I wanted 8 or 16 for my third guess to add one or two more factors of 2 beyond just being divisible by 4.

Makes sense.

You made this more complicated than necessary given that you involved Wolfram Alpha.

I was explaining why I thought the way I did. I involved WA because I wanted to be sure that I didn't miss any candidates (and as you can see, I did). This is not how I was thinking when I was doing the xdle, and also I like to only use pen and paper when solving. When I played, it was more to the effect of "oh x-744 is square that means it has to be 744 + 49".

luvrhino246 days ago (1 edit)

After a few boring days (e.g., yesterday's, if starting with 499 and the perfect cube clue, should have taken exactly 3 guesses), today's was a testament to reverting to my original strategy of maximizing factors on your second guess.

x<499; (499 - x)'s largest prime divisor is 17

My initial instinct was to use 15 * 17 = 255 since that splits the two halves most evenly. However, 499 - 255 = 244 = 2² * 61. That's only 6 factors.

However, if I subtracted 289 instead, my guess would be 210 = 2 * 3 * 5 * 7 for 16 factors. That was too tempting to pass up. This paid off as my clue was "x<210; x and 210's largest divisor is 5." That narrows it down to one candidate. 5 * 17 is 85, so 210 - 85 = 125. However, 210 - 170 = 40, would not be as then the largest divisor would have been 10.

Even if that had gone the other direct and was "x>210; x and 210's largest divisor is 5," then the answer would have been 210 + 85 = 295, since 210 + 255 = 465 would have had the largest divisor of 15.

Had I gone with the more median choice of 244, I would have received the less useful repeat of the "(244-x)'s largest prime divisor is 17" clue.
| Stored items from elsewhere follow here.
PR #1243, opened 2026-08-07
[DTM] SOFT-3906: Blocks-side token seam + singlebtn proving ground (complete)

pauloiankoski:
**Consolidation PR for SOFT-3906.** The complete ticket as one unit: the integration base, the blocks-side token seam registration with the `singlebtn` proving ground, and per-corner preset values with the save-as-preset fix.

## Constituent PRs

| PR | Part |
|---|---|
| #1201 | Integration base for the proving ground |
| #1173 | Blocks-side token seam registration + `singlebtn` proving ground |
| #1202 | Per-corner preset values and the save-as-preset 422 |

## How to use this

**Keep reviewing the PRs above** — #1173 in particular already has review history, and this PR is not a place to restart that conversation. This exists only so `feature/design-tokens-module` receives SOFT-3906 as a whole rather than three partial slices. It contains no commit that is not already in one of them.

## Note on the stack

#1203 (SOFT-4085, responsive preset values) is a separate ticket branched from `SOFT-3906/preset-per-corner-values`. It is left targeting that branch, since retargeting it is not required for this consolidation to be valid and would disturb an unrelated ticket's review.


pauloiankoski:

Unless the return clue from 244 was "largest divisor is 4," "largest divisor is 61," or a random clue of "(244 x)'s largest divisor is <something big>," then the clue from 210 was going to be more useful.

I firmly believe that 210 was the best option for the second guess.

Similarly, had the first clue gone the other direction with "x>499; (x - 499)'s largest prime divisor is 17," the best second guess would be 720 (2⁴ * 3² * 5 for 30 factors) and not the more central 754.
----

ETA (11/2): Today had the same scenario with "x<499; (499-x)'s largest prime divisor is 71." Assuming 499-71 is impossible, there are 6 candidates: 499 - 71n, where n is 2, 3, 4, 5, 6. or 7. The median is n = 4.5.

Using n=4 yields a guess of 215 = 5 * 43. Won't yield any "x and 210's largest divisor is 5" clues as adding or subtracting 355 would put it out of range. 215 risks a repeat of "(499-x)'s largest prime divisor is 71."

Meanwhile, n=5 yields a guess of 144, which is fantastic. That has a lot more factors than we can use. Regardless of the direction, it could give a response of x and 144's largest divisor is 2, 3, or 4....though it shouldn't be 4. That would allow you to nail the next guess. Otherwise, if the solution were 144 ± 71, then you'd either get a "is prime" or a different clue that you could pinpoint the answer.

It turns out that using n=4 was fine as instead of (x-215) is prime, it gave "(x+215)'s largest prime divisor is 167," which also points to 286.